PreCpp11 * myObj = new PreCpp11();
myObj->init();
send_object_to_thread2( myObj );

Where thread 2 performs

 PreCpp11 obj = get_obj_from_sync();
 delete obj;

If the destructor is called on a different thread, how have we avoided a data race.

Given that for a disposable implementation, will that cause a data race as above.

In both cases I believe the answer to be this code is acceptable and compliant.
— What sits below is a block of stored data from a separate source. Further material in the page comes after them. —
PR #5261, opened 2024-09-11
[Video] Temporary OTAable fix for looping videos, negative counter

haileyok:
## Why

There's a bug where subtitles cause the video to enter the `playbackBufferEmpty` state rather than
actually replaying whenever `loop` is set to true. This actually causes the video to stop looping,
since it seems to be pausing when this happens.

We can fix this nicely over on the native side, but this is a temporary fix pending that change that
we can OTA.

## Test Plan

However, it relies on the inter-thread communication of the PreCpp11 object to itself be compliant.

My thinking....

I have a whole bunch of data race opportunities, this thread is guaranteed to see the values I have written into the ptr array, but other threads have no guarantee that a inter-thread happens-before relationship have occurred.

However, when I inter-thread communicate my class with the second thread, then the synchronization which occurs to ensure my pointer is synchronized correctly between the initiating thread and the "disposing" thread, create an inter-thread happens-before relationship, which given this occurs after I have called init, that the values seen in thread 2 are the values thread 1 saw, when it started to communicate with the second thread.

So if thread 1 continues to modify the object after it has been given to thread 2, then data races can occur, but assuming the communication between threads is compliant, then the second thread sees the first behavior.

From cppreference memory_order

Sequenced-before

 ->init() is sequenced before 
 send_object_to_thread2( myObj );

Happens before

->init() happens before the synchronized communication with thread2.

Inter-thread happens-before

->init() happens before thread 2 gets the data and calls the destructor
 ->init() is sequenced-before the synchronized write to the inter-thread communication, and the write occurs before the synchronized read.
 The actual write-read is ordered, as they are synchronized.

So as long as inter-thread communication of the object is synchronized, and no further modification of the object occurs post- hand-off to the new thread, there is no data race.